The researchers, together with partners including the Energy Systems Catapult, intend to engage with a range of stakeholders, including technologists, policymakers, and citizens, to rethink current autonomous system design and to co-create new visions and pathways for more resource responsible and trustworthy Internet infrastructures.

“AI and machine learning are making more of the key decisions regards the Internet’s energy use and emissions, with less human oversight,” comments principal investigator Dr Michael Stead from Lancaster University’s design research laboratory ImaginationLancaster.

“There is consequently a growing argument that if society is to successfully transition to a digital net zero future, we should start to consider these technologies as key mediators that must be actively negotiated with, in the same way that we work to build trust between one another.”

Space manufacturing moves closer

Space is considered the next frontier for manufacturing items such as semiconductors with the microgravity environment eliminating the need for highly sanitised clean rooms and opening the way for potential new production techniques that could create smaller chips.

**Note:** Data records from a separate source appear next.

Issue #142, opened 2019-03-20
Improve `print(mesh)`


prisae:
I think the current print-utility of meshes was made with small meshes in mind. It sort of explodes for big, stretched meshes:

![screenshot](https://user-images.githubusercontent.com/8020943/54692397-3ebda580-4b25-11e9-989e-1c93f1a68bb2.png)

I think something along these lines would be preferable (maybe as a rendered table in notebooks):

    discretize.TensorMesh: 128 x 128 x 128 cells; 2,097,152 in total
    
        dir          min/max N            min/max h
        -----------------------------------------------------
         x:      -4176.3 / 4176.3;     25.0 / 143.0
         y:      -5902.6 / 5902.6;     50.0 / 160.8
         z:      -7151.7 / 7151.7;     20.0 / 355.8

prisae:
Related, to some extent, to #21.

banesullivan:
I could help implement a  `_repr_html_` method like what I did for `vtki`:

<img width="730" alt="Screen Shot 2019-03-20 at 10 20 54 AM" src="https://user-images.githubusercontent.com/22067021/54701087-e2915c00-4af9-11e9-8eb9-483b92455cea.png">

prisae:
I think that would be great! But I think @lheagy and @rowanc1 and probably others of SimPEG have to chime in with their opinion, as it is their brainchild.

A few points:
- What happens if you are not in a notebook? Is there a plain text fallback?
- I think minimum cell-width in each distance would be useful.
- Maybe format the bounds as `.1f` instead of `.3e`

banesullivan:
The `_repr_html_` method is only ever used in an IPython environment. If you want a plain text representation to fall back on, then it can be implemented in the `__repr__` method:

<img width="504" alt="Screen Shot 2019-03-20 at 12 39 09 PM" src="https://user-images.githubusercontent.com/22067021/54710390-2e013580-4b0d-11e9-90be-eb1c037d5370.png">

prisae:
It would also go nicely along with the `versions`. 
![Selection_002](https://user-images.githubusercontent.com/8020943/54710461-03809e00-4b48-11e9-9cb4-ecb5beb861c1.png)

prisae:
That is interesting. I never figured out, how to distinguish between a Notebook kernel and an IPython/Qt kernel. If you do the same in an IPython terminal, what will happen?

prisae:
[...]

PR #143, opened 2019-03-20
Add representation methods for TensorMesh

banesullivan:
# Add representation methods for `TensorMesh`

The current `TensorMesh`-string method is somewhat outdated, particularly for big meshes. This PR adds html and non-html representations which should be more generally applicable, for small and big `TensorMesh`'s.

Based on work by @banesullivan on `vtki` and @prisae on the `printversion`-tool.

Selection_001


prisae:
Great, thanks for this quick draft. Could you put a screenshot of a more complicated model, along the lines of #142 ?
```
discretize.TensorMesh(
    [[(25, 59, -1.03), (25, 10), (25, 59, 1.03)],
     [(50, 59, -1.02), (50, 10), (50, 59, 1.02)],
     [(20, 59, -1.05), (20, 10), (20, 59, 1.05)]],
    x0='CCC')
```

Also, my points from there hold:
> - I think minimum cell-width in each distance would be useful.

So besides X/Y/Z Bounds also min(X/Y/Z) (which is simply min(mesh.hx), max(mesh.hx)).

Also, maybe split the number of cells. Maybe leave `Dimensionality` out, but then `Number of cells: 10 x 20 x 30`, so the dimensionality can be deduced from it.

Here again the 'sketch' from #142:
```
discretize.TensorMesh: 128 x 128 x 128 cells; 2,097,152 in total

    dir          min/max N            min/max h
    -----------------------------------------------------
     x:      -4176.3 / 4176.3;     25.0 / 143.0
     y:      -5902.6 / 5902.6;     50.0 / 160.8
     z:      -7151.7 / 7151.7;     20.0 / 355.8
```

prisae:
That is a really good starting point. I'll see if I get around soonish to polish it

banesullivan:
```py
discretize.TensorMesh(
    [[(25, 59, -1.03), (25, 10), (25, 59, 1.03)],
     [(50, 59, -1.02), (50, 10), (50, 59, 1.02)],
     [(20, 59, -1.05), (20, 10), (20, 59, 1.05)]],
    x0='CCC')
```
Screen Shot 2019-03-20 at 2 09 59 PM


We could do some restructuring of the table layout that's currently there to accommodate that information.

lheagy:
Very cool! I think this would be a great improvement to discretize. I don't think the` print(mesh)` has seen much use, so a cleaner version that is useful for you will likely be useful to others 

(also I had not seen a "draft" pr before - that is nice feature)

prisae:
First go at it, inputs welcome.

@banesullivan, I simplified some stuff, because I didn't quite understand it. Maybe I simplified to much, can you have a look.

@fourndo, I don't know if that also works for TreeMeshes, could you have a go? Similar for CylMeshes @lheagy.

Selection_001
Selection_002

Just saw that I miss the tiles in the non-html version.

prisae:
I improved the text-version:

screenshot

prisae:
@banesullivan, you put it into `discretize/BaseMesh.py`. I moved it now to `discretize/TensorMesh.py`, and replaced there the old `__str__` function within the `TensorMesh`-class that served for printing until now.

This means it is only for TensorMeshes and not other meshes, right now. I think this is the least friction, so it should be straight forward to merge. Similar steps should be taken to replace the `__str__`-functions in other meshes.

prisae:
screenshot_2

prisae:
The failures are related to Python 2.7. But it is an easy one to avoid, will do it.

prisae:
:smile: Sorry @banesullivan, messed that up with assigning. Wanted to assign you as reviewer. But I think as you originally created it it doesn't take you as reviewer...

banesullivan:
This looks really good @prisae! +1

## Afterthoughts

> This means it is only for TensorMeshes and not other meshes, right now. I think this is the least friction, so it should be straight forward to merge.

Why can't this be generalized in the `BaseMesh` class? Should there eventually be a generalized version of this?

A few thoughts arise on other attributes to include:

- What about things like `volume`/`area`? - I'm often most concerned with the general size of a mesh. Would this be something worth including?
- Should there be a function that can print meta info about a scalar dictionary? `discretize` doesn't exactly enforce any types for data attributes to a mesh but it might be nice to have a function that can take a dictionary of arrays and print out descriptive statistics on those arrays - perhaps `min`, `max`, `size`, `mean`, `std`. I'm thinking this might look like [pandas' `.describe` function](https://pandas.pydata.org/pandas-docs/stable/reference/api/pandas.DataFrame.describe.html). The function could be associated with the mesh and help decipher if arrays in that dictionary lie on the nodes, cells, or faces of a mesh based on their size.
    - This might spark a different discussion on whether or not `discretize` should be able to handle `pandas.DataFrame`s and `Series`

prisae:
Thanks @banesullivan for the feedback!

> Why can't this be generalized in the BaseMesh class? Should there eventually be a generalized version of this?

Well. There are a couple of thoughs:
1. The currently `__str__`implementation is for each mesh separate, so it is the easiest to just improve them. And I guess there is a reason why they are in the different meshes, and not in `BaseMesh`.
2. I never worked with cylindrical or OctTree meshes, so I wouldn't know what is important there. So again, I am going the easy path here.
3. I think different meshes have very distinct characteristics. For instance cylindrical meshes and tensor meshes are quite different, so I think it is actually best to keep this as a per-mesh basis.

So, in summary. Maybe it could be combined into a more general thing into `BaseMesh`. However, this would need input from various other people, and it might take some effort and time to get it done (and might get buried under other things and never done). So I preferred to do what I can and get it included. But besides that, I doubt if it makes sense to generalize it too much so it fits into `BaseMesh`. (Pinging here @lheagy, @rowanc1, @sgkang, @fourndo for other opinions.)

Regarding your first point in the list: I am generally interested about the extent of a mesh, and the number of cells in a mesh. The first point to see if I cover my model and my sources/receivers, the second one to know if my memory will be able to handle the calculation. So I personally am not bothered about `volume` nor `area`. But this might be different for other folks.

I think it would be good if you create a separate issue with your second point in the list.

lheagy:
This is looking great! A couple questions / thoughts
- the notation `min(N)` `max(N)` isn't immediately evident to me, the N is for node? Is there space to spell out `node` instead of the `N` or does that get cluttered?
- It might be nice to include the origin as a column?
- Similar to @prisae's comment: I haven't come across many cases where the volume or area of the entire mesh is a particularly insightful quantity 
- For cylindrical meshes: they aren't particularly different than Tensor Meshes (the Cylindrical Mesh class inherits the TensorMesh class). For the information shown in these print-outs, I think the print-out for the Cyl mesh could be identical to the Tensor
- The OcTree Mesh is quite different, here are a few parameters I think might be useful to show. @jcapriot, @fourndo might have a few other ideas to share.  
    - number of total cells
    - number of levels of refinement
    - smallest cell size along each dimension
    - largest cell size along each dimension
    - origin

discretize/TensorMesh.py
```diff
@@ -598,56 +598,65 @@ class TensorMesh(
...
-            outStr += '\n  nCz: {0:d}'.format(self.nCz)
-            outStr += printH(self.hx, outStr='\n   hx:')
-            outStr += printH(self.hy, outStr='\n   hy:')
-            outStr += printH(self.hz, outStr='\n   hz:')
-
-        return outStr
+    def _get_attrs(self):
+        """An internal helper for the representation methods"""
+        attrs = []
+        dims = ['x', 'y', 'z']
```
lheagy: this could be a property on the mesh - it would make it easier to inherit (then on the cyl mesh for example, all of this code could be re-used, but `dims = ['r', 'theta', 'z']`

prisae:
>     * the notation `min(N)` `max(N)` isn't immediately evident to me, the N is for node? Is there space to spell out `node` instead of the `N` or does that get cluttered?

Yes, `N` was meant for node. I think `min(node)` and `max(node)` would fit without any issues. Think about it, I thought simply `min`, `max` might be sufficient and even clearer? It is simply min/max of the dimension.
 
>     * It might be nice to include the origin as a column?

Will do, good input!

prisae:
> * It might be nice to include the origin as a column?

Thinking about it: What do you mean with origin? that is basically what `min(N)` did so far, right?

prisae:
Have a look at the new screenshot. I changed `min(N)` to `origin`, and `max(N)` to `extent`. Is it clearer like that, or any other suggestions?

Also, I converted `_get_attrs` into a property `attributes`, and instead of a tuple a made a dict, so that the content is properly named. Also, I added the property `dim_names`, this is what would change then in cylmesh, correct? Please have a look @lheagy and let me know.

prisae:
The alternative to a `attributes`-dict would be to create directly parameters along the line of `x0`:
- `self.x1 = (extent x, extent y, extent z)`
- `self.h0 = (min(hx), min(hy), min(hz))`
- `self.h1 = (max(hx), max(hy), max(hz))`
- `self.f0 = (min factor x, min factor y, min factor z)`
- `self.f1 = (max factor x, max factor y, max factor z)`

Opinions?

discretize/TensorMesh.py
```diff
@@ -327,3 +332,45 @@ def cellBoundaryInd(self):
...
+    @property
+    def dim_names(self):
+        """Names of the dimensions.
+
+        Different for different meshes.
+        """
+        return ['x', 'y', 'z'][:self.dim]
+
+    @property
+    def attributes(self):
```
lheagy: I appreciate that this is handy, but I am a bit hesitant at this point to add another property to the Tensor Mesh that contains much of the same information as is already available through other properties (e.g. the list in the docs is pretty extensive already... http://discretize.simpeg.xyz/en/master/api/generated/discretize.TensorMesh.html#module-discretize.TensorMesh) 

What do you think of performing these actions in the print statement?

prisae: @lheagy, you confuse me here... :smile:

I made this a property because in your previous review (https://github.com/simpeg/discretize/pull/143#pullrequestreview-224688874) you said "this could be a property on the mesh - it would make it easier to inherit (then on the cyl mesh for example, all of this code could be re-used". But I am happy to go back to what it was.

discretize/TensorMesh.py
```diff
@@ -60,56 +60,60 @@ class TensorMesh(
...
+
+        # Get attributes and put into table.
+        attrs = self.attributes
+        for i in range(self.dim):
+            name = self.dim_names[i]
+            iattr = attrs[name]
+            fmt += "<tr>"  # Start row
+            fmt += "<td>{}</td>".format(name)
+            fmt += "<td>{}</td>".format(iattr['nC'])
+            for p in ['origin', 'extent', 'h_min', 'h_max', 'max_fact']:
```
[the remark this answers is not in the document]
prisae: Yes, let's agree on naming before I make any further changes: At the beginning I had `min(N)`/`max(N)`. You thought that is not very intuitive, which I agree, and we should add the origin. But the origin is the same as the minimum. So I changed `min(N)`/`max(N)` to `origin`/`extent`.

I think the possibilities are:

- `min`, `start`, `origin`, `x0`
- `max`, `end`, `extent`

Having in mind that there is also `min(h)`/`max(h)` and we should avoid confusion.

Another idea might be to have a double-line header:
```
              ==  TensorMesh: 2,097,152 cells  ==

                         mesh extent            cell width   str fact
  dir    nC           min           max       min       max       max
 --------------------------------------------------------------------
   x    128          0.00      8,352.67     25.00    143.00      1.03
   y    128     -5,902.58      5,902.58     50.00    160.83      1.02
   z    128    -14,303.35          0.00     20.00    355.79      1.05

```

discretize/TensorMesh.py
lheagy: Sorry for the confusion! In the previous review, I was only referring to the `dimension_names`, and it was really only after working on #134 that I got a sense of how over-loaded the attributes are.

If you prefer to leave this as a property, I think it is okay, as long as we make it a private variable e.g. `_attributes`

discretize/TensorMesh.py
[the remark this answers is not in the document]
lheagy: I quite like the double-line header example you have listed last. It displays a lot of useful info, and I think is fairly clear to interpret.

prisae:
I made a double header line in both, plain text and html. Also, the `attributes` is private again, `_repr_attributes`. I used quite some additional vertical space (more lines) in the html-implementation, but I think it is clearer and easier to read this way.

So far the major challenge has been considered as how to return the manufactured products to Earth in a cost effective way with the thermal conditions arising during re-entry but the British start-up Space Forge believes its technology overcomes this problem.

Whereas the ablative heat shields used on SpaceX’s capsule require replacement after each mission, Space Forge’s system, which also includes a water vehicle for soft landing and rapid recovery, is designed to be reused.

Space Forge’s heat shield is made out of a high temperature alloy and while able to fold inside a launcher for the lift-off, is able to unfold and become large enough to radiate away the heat generated in the re-entry.

So confident is Forge Star that the company is offering its ForgeStar platform as microgravity as a service.

Other potential products that could benefit from production in microgravity are pharmaceuticals and new metal alloys with the potential for larger and improved crystal formation and more uniform alloy mixing.